Meski kemasannya high-class, cara pesan makanannya ternyata cukup sederhana. Cukup memanggil waiter lalu pesanan kami ditulis di kertas. Kami juga diberi tahu bahwa waktu menikmati sushi dibatasi sampai jam 7 malam saja. Ternyata selain memakai reservasi, restoran ini juga menggunakan sistem shift. Shift 1 pukul 11.00-14.00, shift 2 pukul 17.00-19.00, shift 3 pukul 19.00-21.00, di luar itu tutup.

Secara harga Sushi Masa memang agak mahal. Tapi ada harga ada rupa, rasa sushinya memang sangat enak, bahan-bahan laut yang digunakan tampak sangat segar. Untuk makan sushi casually saya mungkin prefer sushi Aeon untuk saat ini, tapi Sushi Masa ini bolehlah sekali-sekali untuk selebrasi. Untuk dinner di tempat ini, per tamu perlu merogoh kocek 75 sampai 250 ribu.


Kalau ingin sajian yang lain, di lantai 5 (1 lantai diatas, tidak ada lantai 4 fyi) gedung yang sama ada Shabu Masa dengan berbagai tawaran self grill. Sementara itu ada patisserie di lantai 2 dan toko seafood beku di lantai 1-nya. Kalau ingin berfoto dengan background sunset dan kapal-kapal bisa naik ke rooftopnya. 

Apakah saya merekomendasikan restoran ini? Ya, cocok untuk selebrasi dengan keluarga atau teman-teman.
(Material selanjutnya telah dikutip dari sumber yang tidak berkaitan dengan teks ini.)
PR #419, opened 2022-01-28
Add EXTRA_ARGS to Makefile

r0x0d:
This small improvement is to allow us to pass different parameters to the pytest
runner without having to modify anything in the Makefile when necessary.

For example, we can do `make tests EXTRA_ARGS="-k test_efibootinfo"` to test only
this specific test inside the centos7 and 8 containers.

Jira reference (If any): https://issues.redhat.com/browse/OAMG-6434
Bugzilla reference (If any):

### DIFF
--- a/Makefile
+++ b/Makefile
@@ -18,6 +18,7 @@ PIP ?= pip3
 VENV ?= .venv3
 PRE_COMMIT ?= pre-commit
 SHOW_CAPTURE ?= no
+PYTEST_ARGS ?=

Kalau Anda tidak berkeberatan spending ratusan ribu per orang boleh saja datang kesini berkali-kali dalam seminggu. Paling enak kesini pakai kendaraan pribadi mobil atau motor (masih ada parkiran motor walaupun kecil). Tapi kalau mau pakai angkutan umum bisa pakai taksi online dari rumah atau naik KRL, TJ, MRT (kalau sudah jadi) sampai kawasan Kota Tua/Jakarta Kota lalu nyambung taksi.

Jika dirasa terlalu niat kalau sampai pucuk utara Jakarta hanya untuk makan sushi, bisa sekalian eksplor spot-spot menarik di sekitarnya. Opsi tempat wisata utama selain komplek Kota Tua adalah Ancol dan PIK. Kalau mau yang lebih adventure bisa masuk-masuk ke kawasan pelabuhan tradisional Muara Angke, Muara Karang, Muara Baru, dan Sunda Kelapa.